Shopper behaviour is changing, buying budget staples (Own Label) while splashing out on affordable luxuries (Premium Tier) in the same basket. Often choosing to dine in, swapping restaurant meals for premium grocery ranges to save money without sacrificing quality.

46% of consumers report they are cutting back on eating out to spend more on premium “at-home” food experiences. (KPMG Consumer Pulse)

SUGGESTIONS FOR ACTION

  • Reposition as “better than basic” or “cheaper than a takeaway.” Target the “Big Night In”. Don’t just sell a product; sell an occasion.
  • Bundle with complementary categories to rival the cost and convenience of UberEats.

3. AI Ruining Promotions?

A database of 10 verified consumers are worth infinitely more than 1 million bots.

Brands are no longer fighting simple scripts. They are up against autonomous AI agents capable of solving CAPTCHAs, creating realistic personas, and bypassing standard filters to try and harvest high-value prizes (holidays, cash).

Grand Central blocked an estimated 1.5m bot entries across promotional sites in 2025. (2.5k blocked across a 30 day period on one site, approx 50 promotional sites per year.)

SUGGESTIONS FOR ACTION

  • Avoid basic entry mechanics; they are prime targets for brute force attacks. 
  • Use “Proof of Purchase” and 2-Factor Authentication (email / SMS verification) to ensure a human is behind the entry. 
  • Use a specialist provider (such as Grand Central) to enforce layered security before entry acceptance.

4. Know Your HFSS / LHFD

Regulation is forcing a hard pivot. The challenge for 2026 isn’t just compliance; it’s learning how to signal ‘treat’ when you can’t be on the gondola end or on TV before 9pm. 

Store placement bans have already slashed daily HFSS sales by millions of units, and the impending 2026 TV watershed will cut ad reach. In response, brands are aggressively reformulating to reclaim shelf space, driving a surge in non-HFSS variant sales.

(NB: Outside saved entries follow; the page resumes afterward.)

PR #1199, opened 2022-11-30
[Nova] Add new Vision pre-scripts to the test builds

osalpekar:


osalpekar:
Some jobs are failing because the tests use the nightly branch, and since the pre-build script was only added today, it is not present in the nightly branch. These should pass after rebasing tomorrow.

seemethere (approved):

PR #1201, opened 2022-11-30
ci: Add action to export matrix variables

seemethere:
Adds the ability for the workflow to export matrix variables as environment variables for our generic workflows. All environment variables will be reference like so:

MATRIX_${var_name}


seemethere:
Assigning to @atalman since I don't have enough bandwidth to finish this

PR #1202, opened 2022-11-30
Disable Windows Vision Test Workflows

osalpekar:
The recent changes to windows builds with the pre-script is causing windows builds for torchvision to break. I'm going to see if naively adding the pre-script will make these work. If not, I'm going to disable the Windows Vision tests on each PR and create a task for closing later, since we're not migrating Windows builds in the near future, and having clear signal on test-infra PR's is critical for us to smoothly complete the ongoing migrations for the other OS's.

### DIFF
--- a/.github/workflows/test_build_conda_windows_without_cuda.yml
+++ b/.github/workflows/test_build_conda_windows_without_cuda.yml
@@ -30,11 +30,11 @@ jobs:
             post-script: ""
             package-name: torchaudio
             conda-package-directory: packaging/torchaudio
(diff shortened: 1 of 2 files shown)


osalpekar:
Looks like we'll need to do some work to ensure vision's post-script works on Windows. I'm going to push this off to a later time, when we're closer to prod for windows. For now, we'll disable windows vision builds here.

seemethere (approved):

kit1980 (approved):

PR #1219, opened 2022-12-02
Update scripts to ROCm5.3

jithunnair-amd:
Needed for https://github.com/pytorch/vision/pull/6955

### DIFF
--- a/tools/scripts/generate_binary_build_matrix.py
+++ b/tools/scripts/generate_binary_build_matrix.py
@@ -21,7 +21,7 @@ from typing import Dict, List, Tuple, Optional
 mod = sys.modules[__name__]
 
 FULL_PYTHON_VERSIONS = ["3.7", "3.8", "3.9", "3.10"]
-ROCM_ARCHES = ["5.1.1", "5.2"]
+ROCM_ARCHES = ["5.2", "5.3"]
 CUDA_ACRHES_DICT = {
     "nightly": ["11.6", "11.7"],
     "test": ["11.6", "11.7"],


jithunnair-amd:
@atalman Do I need to make any other changes to any other files as part of this PR?

osalpekar:
Thanks @jithunnair-amd! This should be good enough to move all the the nightly wheels across most of the domain libraries to the new rocm versions.

jithunnair-amd:
Thanks @osalpekar, that sounds great. Would you mind elaborating a bit more on the vision forward for building nightly wheels? Some specific questions:
1. Will this strategy eventually cover PyTorch nightly wheels as well, or only domain libraries such as vision, audio etc.? (so that we will not need to make some of the changes to switch to ROCm5.3 as in PRs https://github.com/pytorch/builder/pull/1193 and https://github.com/pytorch/pytorch/pull/89101?)
2. Will PRs such as this become unnecessary going forward? https://github.com/pytorch/vision/pull/6955

osalpekar:
@jithunnair-amd Sure thing. There are 3 main components at work:
* Build matrix generation script in test-infra - which you've touched in this PR
* Reusable build workflows. For example, this is a general workflow for building Linux Wheels: https://github.com/pytorch/test-infra/blob/main/.github/workflows/build_wheels_linux.yml. This will consume the build matrix generated by the script and build/publish wheels for nightlies and releases.
* Caller workflows. These are workflows in the domain repos like: https://github.com/pytorch/vision/blob/main/.github/workflows/build-wheels-linux.yml. These basically just call the reusable workflows with any domain-specific hooks.

Re your questions:
1. The plan is to use this across the entire PyTorch ecosystem! PyTorch core will use the existing method, but all the other repos will use these build components. At the moment, we've migrated torchtext, torchvision, and torchrec to this new workflow (deprecating CircleCI builds along the way). We're hoping to migrate torchaudio and torchdata in the coming few weeks. The remaining libraries are scheduled for migration early next year.
2. That's right! Once the migration is all done, changing the versions in this build script will ensure the new versions are used across the whole ecosystem, so those PR's in each domain library will not be needed. (In fact, that is one of the reasons we're moving to this workflow.) However, until the migration is done, those PR's in each repo will be needed.

osalpekar (approved):

jithunnair-amd:
@osalpekar Anything else needed to merge this PR? Thanks!

osalpekar:
@jithunnair-amd yep, good to go!

PR #1230, opened 2022-12-05
[Nova] Fix Linux Wheels CUDA/ROCm Versioning Issue

osalpekar:
Pass CU_VERSION correctly in Linux Wheels builds. We are already doing this in conda builds, and this doesn't apply to Mac builds, so Linux Wheels was the only affected workflow.

### DIFF
--- a/.github/workflows/build_wheels_linux.yml
+++ b/.github/workflows/build_wheels_linux.yml
@@ -85,6 +85,7 @@ jobs:
         run: |
           source "${BUILD_ENV_FILE}"
           # shellcheck disable=SC2086
+          echo ${PIP_INSTALL_TORCH}
           ${CONDA_RUN} ${PIP_INSTALL_TORCH}
       - name: Run pre-script
         working-directory: ${{ inputs.repository }}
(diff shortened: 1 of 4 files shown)


.github/workflows/build_wheels_linux.yml
```diff
@@ -84,6 +85,7 @@ jobs:
       - name: Install torch dependency
         run: |
           source "${BUILD_ENV_FILE}"
+          set -ex
```
weiwangmeta, line 88: Curious to know what difference does this make? thx!

weiwangmeta (approved):
The fix looks good!

atalman (approved):
LGTM

.github/workflows/build_wheels_linux.yml
osalpekar: -x will print the full bash command that is run (good for debuggability, and ideally we should do so for every step in each workflow)
-e will make the script exit upon first failure.

weiwangmeta: thanks for the info.

PR #1231, opened 2022-12-05
Fix pytorchbot drci and add startup failures

clee2000:
* Fixes @pytorchbot drci invocation (previously just replaced the comment with the default new comment that is put on prs when they are first opened)
* Change query to also get workflows that don't have jobs (likely due to start up failures) and list them
* Changes how reruns are shown - I think previously it would still show a completed workflow even if it was currently being rerun
* Add bot commands wiki to links


huydhn (approved):
LGTM!

PR #1235, opened 2022-12-06
Do package install last

osalpekar:
This fixes errors during smoke test, like the ones can be seen on this PR: https://github.com/pytorch/vision/pull/7015
which are caused by package that normally should be smoke tested being overwritten by the package from prod

### DIFF
--- a/.github/workflows/build_conda_linux.yml
+++ b/.github/workflows/build_conda_linux.yml
@@ -157,10 +157,10 @@ jobs:
           else
             ${CONDA_RUN} conda install -v -y -c pytorch-"${CHANNEL}" pytorch
           fi
-          ${CONDA_RUN} conda install --offline "$BINARY_NAME"
           if [[ "${{ inputs.package-name }}" = "torchvision" ]]; then
               ${CONDA_RUN} conda install -y 'numpy>=1.11'
           fi
+          ${CONDA_RUN} conda install --offline "$BINARY_NAME"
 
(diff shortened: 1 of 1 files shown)


atalman (approved):
LGTM please provide some description, maybe link the failures here

.github/workflows/build_conda_linux.yml
```diff
@@ -157,10 +157,10 @@ jobs:
           else
             ${CONDA_RUN} conda install -v -y -c pytorch-"${CHANNEL}" pytorch
           fi
-          ${CONDA_RUN} conda install --offline "$BINARY_NAME"
           if [[ "${{ inputs.package-name }}" = "torchvision" ]]; then
               ${CONDA_RUN} conda install -y 'numpy>=1.11'
```
atalman, line 161: For torchvision we should install PIL pillow

.github/workflows/build_conda_linux.yml
```diff
@@ -157,10 +157,10 @@ jobs:
...
           fi
+          ${CONDA_RUN} conda install --offline "$BINARY_NAME"
```
atalman, line 163: And we should perhaps remove offline so it picks the deps

atalman, line 163:
```suggestion
          ${CONDA_RUN} conda install "$BINARY_NAME"
```

PR #1242, opened 2022-12-07
[Nova] Fix Anaconda Upload Issue

osalpekar:
Uploading our built conda binaries from within the pre-existing conda environment caused failures of the following form:

```
+ ${CONDA_RUN} /opt/conda/bin/anaconda -t *** upload dist/linux-64/torchvision-0.15.0.dev20221207-py37_cpu.tar.bz2 -u pytorch-nightly --label main --no-progress --force
Using Anaconda API: https://api.anaconda.org/
Using "pytorch-nightly" as upload username
Processing 'dist/linux-64/torchvision-0.15.0.dev20221207-py37_cpu.tar.bz2'
Detecting file type...
File type is "Conda"
Extracting conda attributes for upload
Creating package "torchvision"
Creating release "0.15.0.dev20221207"
Error:  ('"torchvision" could not be found', 404)
```

When we create a fresh conda environment just to install the anaconda client and do the upload, they all seem to go through. While I haven't root caused the exact issue causing the failure in the previous environment, the signal from the test workflows in this PR suggest these changes fix the issue, and they uploaded all binaries correctly.

As far as the root cause goes, I've tried uploading the binary from within an existing environment with the same package installed and from within a fresh environment on both MacOS x86 and Linux machines and I wasn't able to reproduce it.

### DIFF
--- a/.github/workflows/build_conda_linux.yml
+++ b/.github/workflows/build_conda_linux.yml
@@ -180,14 +180,10 @@ jobs:
           CONDA_PYTORCHBOT_TOKEN: ${{ secrets.CONDA_PYTORCHBOT_TOKEN }}
         run: |
           source "${BUILD_ENV_FILE}"
-          # Create fresh conda env here?
           set -x
           conda create --yes -n upload_env python="${PYTHON_VERSION}"
           conda run -n upload_env conda install -yq anaconda-client
           conda run -n upload_env anaconda -t "${CONDA_PYTORCHBOT_TOKEN}" upload dist/linux-64/*.tar.bz2 -u "pytorch-${CHANNEL}" --label main --no-progress --force
-          # ANACONDA_PATH=$(${CONDA_RUN} conda info --base)/bin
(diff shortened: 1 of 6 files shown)


osalpekar:
Looks like creating a fresh environment and using that for uploading fixes the issue. Going to try to fix this across the board and run all the jobs.

.github/workflows/build_conda_linux.yml
```diff
@@ -174,17 +174,16 @@ jobs:
             ${CONDA_RUN} python "${{ inputs.repository }}/${SMOKE_TEST_SCRIPT}"
           fi
       - name: Upload package to conda
-        if: ${{ inputs.trigger-event == 'push' }}
+        # if: ${{ inputs.trigger-event == 'push' }}
```
osalpekar, line 177: Will undo this change (and similar one below) before merging. Keeping this around until then so that tests on this PR actually do the upload.

PR #1246, opened 2022-12-08
More log classifier changes

clee2000:
* scribe rule is not a real failure? or at least it happens on succeeding jobs as well
* xla tests dont include the time 
* eager_variation for a model fails on inductor
* reorder so that the test file error is higher
* rule specifically for job cancellation b/c it currently matches to the last rule, idk if it should be this high tho


huydhn (approved):
LGTM! Having cancelled job log at a higher priority makes sense to me because other logs aren't there if the job is cancelled

PR #1227, opened 2022-12-05
violate API compatibility checks

dagitses:
Stack created with [Sapling](https://sapling-scm.com). Best reviewed with [ReviewStack](https://reviewstack.dev/pytorch/test-infra/pull/1227).
* __->__ #1227
* #1221
* #1330 (2 commits)
* #1329 (2 commits)

violate API compatibility checks

Summary: DO NOT MERGE

PR #1255, opened 2022-12-08
add support for suppressing api compatibility check violations

dagitses:
Stack created with [Sapling](https://sapling-scm.com). Best reviewed with [ReviewStack](https://reviewstack.dev/pytorch/test-infra/pull/1255).
* #1227
* #1226
* #1225
* #1224
* #1223
* #1221
* #1256
* __->__ #1255
* #1253
* #1252

add support for suppressing api compatibility check violations

Summary: This will allow users to say that their changes are OK.

Test Plan: Verify with sample PR.

### DIFF
--- a/tools/stronghold/src/api/checker.py
+++ b/tools/stronghold/src/api/checker.py
@@ -16,6 +16,12 @@ def run() -> None:
     args = parser.parse_args(sys.argv[1:])
 
     repo = api.git.Repository(pathlib.Path('.'))
+
+    # By default, our GitHub jobs only fetch to a depth of one. This
+    # means that the base commit will not be known to our local
+    # clone. We must fetch it in order to compare head and base.
+    repo.run(['fetch', 'origin', args.base_commit], check=True)
+
     violations = api.compatibility.check_range(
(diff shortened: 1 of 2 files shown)


tools/stronghold/src/api/checker.py
```diff
@@ -16,12 +17,36 @@ def run() -> None:
...
+            'show',
+            # Don't show the file contents.
+            '--no-patch',
+            # Show the title and the full commit message.
+            '--pretty=format:%B',
+        ],
+        check=True,
+        stdout=subprocess.PIPE,
+    )
+    suppressed = '#suppress-api-compatibility-check' in pinfo.stdout
```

2 million fewer HFSS products are sold per day since regulations were introduced. (University of Leeds)

SUGGESTIONS FOR ACTION

  • Disrupt the Aisle. Invest in high-impact “interruptive” media (fins, shelf-stoppers) or cross-merchandise with exempt categories (e.g. placing crisps next to wine) to build compliant secondary displays.
  • Use Retail Media Networks to target “Known Adults”.

5. The Instant-Buy Era

The funnel has collapsed. We are moving from ‘Buy in Store’ to ‘Buy Where You Are’, where discovery and purchase happen in the same heartbeat.

The traditional “Awareness – Consideration – Conversion” model is obsolete on social. On TikTok, a user sees a product and buys it instantly. Younger consumers are bypassing the retailer entirely and using TikTok as a search engine.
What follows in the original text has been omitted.